Trump n'a pourtant ni de programme clair, ni de colonne vertébrale idéologique, ni d'expérience politique. Habile orateur, il fait un show, consistant à accumuler les déclarations politiquement incorrectes, qui, pour un autre candidat, eûtes été mortelles. Contre les stars féminines du monde médiatique, contre son propre camp, contre le "héros de guerre" John McCain (symbole intouchable dans un pays où l'on vénère les vétérans, sauf lorsqu'ils ne peuvent plus payer leurs charges), contre les immigrés mexicains (là, d'autres l'ont précédé sur ce terrain depuis longtemps). Son anormalité attire le chaland, et pulvérise les records d'audimat. Parmi les centaines de commentaires louangeurs qui pullulent sous les vidéos de ses prestations, celui-ci résume bien le sentiment de ses sympathisants: "Trump is not a politician....which is exactly why I'd vote for him."

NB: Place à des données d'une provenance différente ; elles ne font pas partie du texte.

PR #894, opened 2024-03-21
Increase status bar button dimensions

### LINKED ISSUE #808: The back button feels bit small on Ekrano GX
Returning back from the sub-pages is one of the most common navigation actions. Currently the back button feels a tad too small on Ekrano GX. You are able to hit the button, but targeting such a small item causes unnecessary cognitive stress to the user. In comparison the navigation bar icon buttons and settings page list items have comfortable touch areas.

image

jpetrell:
- Increase status bar height to make the corner buttons easier to tap
- Reduce and unify vertical page margins
- Introduce a new back button icon with slightly longer tails

Fixes #808.


blammit (approved):

blammit:
I'm getting "Warning: theme constants need to be updated" from OverviewPage, not sure if it came from this PR or not.

chriadam:
I agree, it looks like the widget_compact_xl_height is now wrong (too large, by a few pixels) now that the status bar height has increased a bit.

blammit:
LGTM

PR #895, opened 2024-03-22
Ensure AC input phase data is displayed

blammit:


jpetrell (approved):
Works nicely. Weird that parenting did not work.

Les électeurs américains, désabusés des jeux de partis et de l'establishment, veulent du clivant, qu'ils perçoivent comme de l'authentique. La même demande touche le Parti démocrate, où le challenger de Hillary Clinton, le sénateur du Vermont Bernie Sanders, "socialiste" (en langage américain, presque un communiste) revendiqué, marque des points. La Reine Clinton, empêtrée dans son image d'aristocrate de la politique, et dans l’affaire des e-mail officiels du département d’État, qu’elle a utilisés pour son usage personnel, a énormément baissé dans les sondages. 

Même phénomène dans l'ancienne puissance coloniale britannique, devenue satellite américain: Jeremy Corbyn, gauchiste radicalement opposé à l'élite libérale bipartisane, tient la corde pour devenir le nouveau chef de file du Parti travailliste. Décidément à l'heure des Corbyn, Tsipras et autres Iglesias, Jean-Luc Mélenchon n'a pas de chance. 

La force de Donald Trump est aussi qu'il n'appartient à aucun des courants qui structurent le Parti républicain, La droite américaine a perdu la bataille culturelle pendant ces huit années d'administration Obama: la cause et la conséquence de cette défaite est qu'elle n'a pas su conserver l'unité mise au point par Richard Nixon, et consolidée par Ronald Reagan, entre les différents courants de la droite américaine.

Cette unité reposait sur un équilibre entre l'establishment du Parti, centriste et libéral, la droite "chrétienne", portée par les protestants évangéliques blancs, très virulente sur les valeurs morales et en politique étrangère (pour défendre Israël, Etat qui réalise concrètement les prophéties bibliques), et la mouvance libertarienne, partisane du moins d'Etat possible. S'ajoutaient, sous George W. Bush, les néoconservateurs, venus de la gauche idéaliste (et non des réacs traditionalistes, comme on l'imagine encore en France), maîtres de l'agenda diplomatique, et architectes de la guerre d'Irak de 2003. 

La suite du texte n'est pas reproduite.